Question

Locate the critical points of the following functions. Then use the Second Derivative Test to determine (if possible) whether they correspond to local maxima or local minima. $$f(x)=6 x^{2}-x^{3}$$

Short answer

Question: Determine the local maxima and local minima of the function $$f(x) = 6x^2 - x^3$$. Answer: The function has a local minimum at x=0 and a local maximum at x=4.

Step-by-step solution

Find the first derivative

To find the first derivative of the function, apply the power rule: $$f'(x) = \frac{d}{dx}(6x^2 - x^3) = 12x - 3x^2$$

Find the critical points

A critical point occurs when the first derivative is equal to zero or undefined. In this case, f'(x) is a polynomial, so it's never undefined. Set f'(x) to zero and solve for x: $$12x - 3x^2 = 0$$ $$x(12 - 3x) = 0$$ This equation has two solutions: x=0 and x=4. These are the critical points.

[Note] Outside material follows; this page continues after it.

PR #715, opened 2022-06-24
Update .nvmrc

joewhitsitt:


joewhitsitt:
We are now running node 18 here https://github.com/uiowa/uids/blob/4.x/.nvmrc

Find the second derivative

To find the second derivative of the function, differentiate f'(x) with respect to x: $$f''(x) = \frac{d^2}{dx^2}(12x-3x^2)= 12 - 6x$$

Apply the Second Derivative Test

Using the critical points found in Step 2, evaluate the second derivative at these points to determine concavity and classify them as local maxima, local minima, or neither. For x=0: $$f''(0) = 12- 6(0) = 12$$ Since f''(0) > 0, the function is concave up at x=0, which means there is a local minimum at x=0. For x=4: $$f''(4) = 12 - 6(4) = -12$$ Since f''(4) < 0, the function is concave down at x=4, which means there is a local maximum at x=4. In conclusion, there is a local minimum at x=0 and a local maximum at x=4.

Key concepts

First Derivative

The first derivative of a function is foundational in calculus, especially for identifying critical points. When we say "first derivative," we are looking at how a function changes, or slopes, at any given point. To find it, we often use calculus rules, like the power rule: if you have a term like \(ax^n\), the derivative becomes \(n \cdot ax^{n-1}\).
For example, with the function \(f(x)=6x^2-x^3\), it becomes \(f'(x) = 12x - 3x^2\).

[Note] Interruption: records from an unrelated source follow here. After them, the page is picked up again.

Issue #710, opened 2022-06-16
`bttn--tertiary` loses background color when used with `bttn--outline`


bspeare:
# Problem 

`bttn--tertiary` loses background color when paired with `bttn--outline`. 

# Proposed solution

Utilize `bttn--transparent` as a modifier to remove background colors of any button, like in the instance of `bttn--tertiary` using `bttn--outline`.

pyrello:
Per offline conversation, we discussed having the transparent option be included as a background color for the button. This is similar to what we are doing in #696. We also discussed making outlined buttons the default going forward, also similar to the card work happening in the 4.x branch.

@bspeare Do you think it might make more sense to add this to #706 and focus on getting uiowa/uiowa#5379 figured out so we can start using the new version of the button in SiteNow?

bspeare:
@pyrello that's a good idea to work in https://github.com/uiowa/uids/issues/706, is there way to test the button styles with nested background colors in the Storybook component?  Working within the `3.x` kitchen sink page is really useful for making changes to the button styles.

bspeare:
Closed via https://github.com/uiowa/uids/issues/706.

Issue #714, opened 2022-06-22
Add global `border` utility class


bspeare:
Add global `border` utility class.  This also might need some scoping to work with other components like accordions. 
```
.border {
  border: 1px solid;
  border-color: rgba(0,0,0,.425);
}
```
# Proposed solution
- Add new class listed above. 
- Remove class from https://github.com/uiowa/uiowa/blob/main/docroot/themes/custom/uids_base/scss/global.scss and https://github.com/uiowa/uiowa/blob/main/docroot/themes/custom/uids_base/scss/components/accordion.scss when this is complete.

Issue #100, opened 2020-04-05
Add /dist folder to .gitignore


pyrello:
Similar to USWDS: https://github.com/uswds/uswds/blob/develop/.gitignore#L14

pyrello:
This is maybe related to #73

richardbporter:
I'm not sure we can ignore dist/ since the uids_base theme uses that. I can look into changing the build and release process to make it a bit easier.

richardbporter:
This feels like it should be a part of #79 along with the folder restructure. However, there may be a fix in the short term. Thoughts?

pyrello:
@richardbporter The idea with adding `/dist` to .gitignore is that it is automatically generated by running `npm run build`, so presumably, it would get built as part of our automated build process. Not that it would be removed from the project as a resource.

richardbporter:
Our current automated build process pushes to the gh-pages page, basically for documentation purposes. Yarn/NPM get the package information from the tags created off master. If we ignore dist/ and build/ on master, they won't be included in the package.

I can take a closer look at this at some point but right now https://github.com/uiowa/uiowa/issues/1281 is my priority.

pyrello:
Does this line not run a build process that creates the `/dist` folder? https://github.com/uiowa/uids/blob/master/.travis.yml#L15

pyrello:
I have an idea for how to handle this. It would involve a new npm command to create a new release. Currently, we run an npm command: `npm version {major|minor|patch} -m "Message"`. This new command could run the build process and include the build directory, bump the version and tag a new release. This would be the "official" way of creating a new release that insured that the "/dist" folder was always included.

pyrello:
Here is an example of a release gulp task in USWDS: https://github.com/uswds/uswds/blob/develop/config/gulp/release.js

It looks like they are using CircleCI instead of Travis, but the format seems pretty similar. That command gets called as part of their deployment process: https://github.com/uswds/uswds/blob/develop/.circleci/config.yml#L61

pyrello:
It looks like their git workflow is a little different than ours: https://github.com/uswds/uswds/wiki/Release-process#git-workflow

In their workflow, the `master` branch is only updated at the point when a new release is created. They don't seem to use a "stable but not released" branch (our `master`). It looks like `develop` is more like our master branch.

bspeare:
@pyrello is this still an issue?

pyrello:
[...]

PR #716, opened 2022-06-27
4.x button updates

### LINKED ISSUE #706: 4.x - Button component updates
# Motivation
The [Brand Icon Browser](https://github.com/uiowa/brand-icon-browser) needs an exportable button component that has the following features, most of which are available in [the current button component](https://uids.brand.uiowa.edu/components/detail/button--row.html):

- Background color options
- The ability to have an appropriately styled Font Awesome Icon
- A possible "block" size option that takes the full width of the container, like the following example:
Screen Shot 2022-06-09 at 1 54 27 PM

# Proposed solution
- [x] Incorporate a transparent background option. The transparent option needs to have an outline, otherwise the text and icon will just be floating in space.  
  - Use https://github.com/uiowa/uids/pull/711 as a starting point for base CSS. 
    -  https://github.com/uiowa/uids/blob/acc28e4f0aae5ad5b92adb3d4871d941baf808e4/src/assets/scss/_utilities.scss
    - https://github.com/uiowa/uids/blob/acc28e4f0aae5ad5b92adb3d4871d941baf808e4/src/components/button/button.scss
- [x] Add an `icon` prop that allows for the display of an arbitrary FA icon. This will likely replace the `arrow` prop.
- [x] Add a `block` prop to set display of button to be full-width.
- [x] Abstract the outline prop and related logic from the Card component into a mixin which can be shared with the button.
- [x] Change borderless class to not be element specific

```
Props:

Color:
- Primary (gold)
- Secondary (black)
- Tertiary (white)
- Transparent (with border/outline added by default)
- Link (border removed no matter what)

Borderless:
- False/True
```

GaryRidgway:
Resolves #706
Resolves https://github.com/uiowa/uids/issues/710

## To test
- check to see that the transparent option is present, and that the transparent borderless option has link underlining.
- test that going to font awesome and copying an icon ([An example icon is here, copy everything in the `<i>` tag](https://fontawesome.com/v5/icons/dog?s=solid))
- Test that the full width option is available and working properly
- check that the borderless option works for both the card and button
- Test background color combinations, if possible https://github.com/uiowa/uids/pull/716#issuecomment-1170507596


pyrello:
@GaryRidgway It seems like the last thing you need to do here is write up testing instructions.

quamsta:
I'll likely do a test run on adding this to the Brand Icon Browser today, not sure if that counts as a full review, but I'll put anything of note in here.

quamsta:
@pyrello , @GaryRidgway  does the building/compiling of the `uids` module's  `dist/` folder happen during a GitHub action? I attempted to import the components in the Brand Icon Browser, but I quickly realized that the statement I was using:

`import { UidsBrandBar, UidsButton } from "uids";`

...was still importing the old version of the `UidsButton` component. Does the `dist/` folder need to be built in the `4.x-button-updates` branch or will it happen automatically when it's merged into `4.x`?

pyrello:
@quamsta This process is not automated yet :|

Here is the relevant issue: https://github.com/uiowa/uids/issues/100. Running `yarn build` should take care of it. Sorry we forgot to do this the other day.

quamsta:
@pyrello  All good! I attempted to run `yarn install` and `yarn build` within Icon Browser's `node_modules/uids` folder, which did succeed, but upon trying to use the components, I received this error:

```
app.js:1201 Uncaught TypeError: Cannot read properties of null (reading 'isCE')
    at renderSlot (runtime-core.esm-bundler.js?9feb:2947:1)
    at Proxy._sfc_render (uids.es.js?175d:1:1)
    at renderComponentRoot (runtime-core.esm-bundler.js?d2dd:895:1)
    at ReactiveEffect.componentUpdateFn [as fn] (runtime-core.esm-bundler.js?d2dd:5059:1)
    at ReactiveEffect.run (reactivity.esm-bundler.js?89dc:185:1)
    at setupRenderEffect (runtime-core.esm-bundler.js?d2dd:5185:1)
    at mountComponent (runtime-core.esm-bundler.js?d2dd:4968:1)
    at processComponent (runtime-core.esm-bundler.js?d2dd:4926:1)
    at patch (runtime-core.esm-bundler.js?d2dd:4518:1)
    at mountChildren (runtime-core.esm-bundler.js?d2dd:4714:1)
```

Which I Googled around for and found this post from: https://github.com/vuejs/core/issues/4344

> That's because you have two distinct copies of the Vue package being used, one in each package.
> 
> Vue uses a global singleton to track the current rendering instance - having more than one copy included will inevitably lead to such issues.

So I assumed I somehow duplicated or otherwise blew up my local UIDS components/package by attempting to run `yarn build` inside of `node_modules`, but I'm not sure.

quamsta:
Yeah ignore that above comment-- there was something wrong locally with my environment.

bspeare:
# Changes that need to be documented

- The major change in this that we need capture in our changelog is that buttons using `bttn bttn--outline bttn--tertiary` like on https://tippie.uiowa.edu/kira-price-story-undergraduate will render with a white background instead of being transparent.   The button classes would need to be changed to `bttn bttn--transparent` like on https://tippie.uiowa.edu/iowa-mba/curriculum/dual-degrees where the sections alternate between background colors. 
- Additionally, we will need to change the default card button classes to `bttn bttn--transparent bttn--sans-serif`. 
- `bttn__apply` has been removed.
- `bttn__link` has been removed `bttn borderless bttn--transparent bttn--sans-serif` should be used as a replacement.

bspeare:
Can we figure out a way to test these buttons with multiple background classes in this pr?  I've been working with https://uids.brand.uiowa.edu/branches/feature_button_tertiary_fixes/components/preview/kitchen-sink.html to test, but it is not ideal.

bspeare:
Should we add https://github.com/uiowa/uids/issues/714 to `_border.scss` here?

bspeare:
Did we also want to remove the BEM nesting on https://github.com/uiowa/uids/blob/2a8460641aaf054fb23cdbe04e1d231de74f422c/src/components/button/button.scss?

pyrello:
> `bttn--apply` has been removed. It is only used in viewbooks and perhaps we should move it to https://github.com/uiowa/vuejs-site-template?

What is `bttn--apply` doing?

bspeare:
I thought it was used in the viewbooks but I guess not.   I would guess I added it for a `uiowa.edu` header button that is no longer in use.

GaryRidgway:
Screen Shot 2022-06-30 at 10 08 47 AM
it is used on viewbooks to add the proper icon to an apply button
this is live on the admissions viewbook

GaryRidgway:
it serves the same functionality as `bttn--visit`, `bttn--ask`, and `bttn--connect`

bspeare:
@GaryRidgway I updated the class name in https://github.com/uiowa/uids/pull/716#issuecomment-1170505678.  It is a different class than the viewbook example.

bspeare:
I removed the BEM nesting and also removed the `bttn--link` modifier and added a entry for it in https://github.com/uiowa/uids/pull/716#issuecomment-1170505678.

GaryRidgway:
Future work:

- remove medium option
- add the option to align the icon left.
- remove serif option

bspeare:
Should we remove this `serif` option?

Screen Shot 2022-06-30 at 1 11 17 PM

quamsta (dismissed):
Hey all, these buttons are looking pretty fresh. I was able to use the latest commit from this branch in the Icon Browser and tested several variations and they're all looking pretty nice, landed on tertiary, small:

Screen Shot 2022-07-05 at 11 03 50 AM

Screen Shot 2022-07-05 at 11 04 01 AM

I'm going to approve this since it looks great on my end, but anyone should feel free to add their own review/approval here before this gets merged. Thanks everyone!

pyrello:
> Should we remove this `serif` option?

I thought we specifically decided to add that. Do you want to not have it anymore?

bspeare:
@pyrello I don't see us using the serif font any time soon.   Maybe we could shelve it for now?

quamsta (approved):
Approving this because apparently my old review got stale!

So why is the first derivative important? It helps us find **critical points**, where the derivative equals zero or becomes undefined. These points are where the function's slope changes direction, potentially indicating a peak or valley in the graph.
For \(f(x)\), the equation \(12x - 3x^2 = 0\) can be solved by factoring:\
\[x(12 - 3x) = 0\] leading us to critical points \(x = 0\) and \(x = 4\).

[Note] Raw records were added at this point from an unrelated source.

PR #725, opened 2022-07-13
Transparent link hotfix

GaryRidgway:
currently when you are hoving a transparent full with button with no border it looks like this:

Screen Shot 2022-07-13 at 10 50 08 AM

With this hotfix, it looks like this:

Screen Shot 2022-07-13 at 10 51 11 AM

### DIFF
--- a/src/components/button/button.scss
+++ b/src/components/button/button.scss
@@ -109,7 +109,7 @@
   }
 
   &.bttn--transparent:after {
-    position: static;
+    display: none;
   }
 }
 


pyrello:
Why does the button move to the center of the canvas?

bspeare (approved):
Good fix!

bspeare:
@pyrello the full width option stretches across the canvas and makes it appear in the center in that screenshot.

Issue #705, opened 2022-06-02
tables--gray-borders class doesn't have top border


bewoldt:
# Problem
If you add the class `table--gray-borders` to a table to add the gray borders, there is no top border. 

<img width="875" alt="Screen Shot 2022-06-02 at 11 41 37 AM" src="https://user-images.githubusercontent.com/731952/171681340-88f809ce-e3bc-48b9-8286-2af027524473.png">

joewhitsitt:
is this only because the table doesn't have a table header?

bewoldt:
> is this only because the table doesn't have a table header?

Yes, the top border is missing when you do not specify a table header row. But, if you were to choose a column as your header, this would still be an issue.

bspeare:
Closed through https://github.com/uiowa/uids/pull/735.

PR #735, opened 2022-07-27
Feature table updates

bewoldt:
Fix for #705 

Adds a border top back when using the table--gray-borders class. The only issue I've seen with this is when you have a caption that has the class "element-invisible" the top border doubles up. I don't see this as an issue since it is impossible for a user to add this class to a caption in the wysiwyg editor.

I also set a default line-height for tables to be the default body line-height which is 1.15. I noticed that tables created in the main body content area had a line-height of 1.7 but tables created within a component like the Text Area or Collection have 1.15. The main body content table are getting a line-height set by a class ".text-formatted div" of 1.7. I'm open to ideas on what the default should be but I set it as 1.15 for now.

### DIFF
--- a/src/components/tables/tables.scss
+++ b/src/components/tables/tables.scss
@@ -218,5 +218,4 @@ table.table--gray-borders {
     }
   }
 
-    th, td {
 }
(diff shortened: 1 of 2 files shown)


bewoldt:
sandbox page with some tables. https://sandbox.prod.drupal.uiowa.edu/more-tables

bspeare (approved):
Nice fix, thanks @bewoldt!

These points mark where the function's behavior changes, which is why they are crucial in analyzing local maxima and minima.

Second Derivative Test

After pinpointing critical points using the first derivative, the second derivative becomes an essential tool. The second derivative, denoted as \(f''(x)\), examines the curvature or concavity of a function.
For our function \(f(x)=6x^2-x^3\), the second derivative oversees how the graph bends:\
Suppose \(f'(x) = 12x - 3x^2\) became \(f''(x) = 12 - 6x\).

Now, the **Second Derivative Test** reveals if each critical point is a local maximum or a local minimum:

• If \(f''(x) > 0\), the curve opens upwards, indicating a local minimum.
• If \(f''(x) < 0\), the curve opens downwards, suggesting a local maximum.
• If \(f''(x) = 0\), the test is inconclusive; other methods might be needed.

In our example, at \(x = 0\), \(f''(0) = 12\) means the graph is concave up, pointing to a local minimum.
Whereas at \(x = 4\), \(f''(4) = -12\) shows the graph as concave down, highlighting a local maximum.

This test efficiently classifies the nature of each critical point, making it a powerful step in function analysis.

Local Maxima and Minima

Understanding local maxima and minima helps in grasping the peaks and valleys within a function. A local maximum is where a function takes a larger value than nearby points, appearing as a peak.
In contrast, a local minimum is a point where the function's value is smaller than those close by, forming a valley.

By utilizing the first and second derivatives, we can determine these points:

• First, critical points are found where the slope (first derivative) is zero.
• Then, the second derivative test determines the curvature at these points to classify them.

In our specific example, for the function \(f(x)=6x^2-x^3\):
We identified critical points at \(x = 0\) and \(x = 4\).
Applying the second derivative test:

• At \(x = 0\), \(f''(0) = 12\), yielding a local minimum since the graph curves upwards.
• At \(x = 4\), \(f''(4) = -12\), indicating a local maximum as the graph bends downwards.

This comprehensive approach ensures a clear understanding of the function's behaviors at specific points, which is invaluable for graphing and analysis.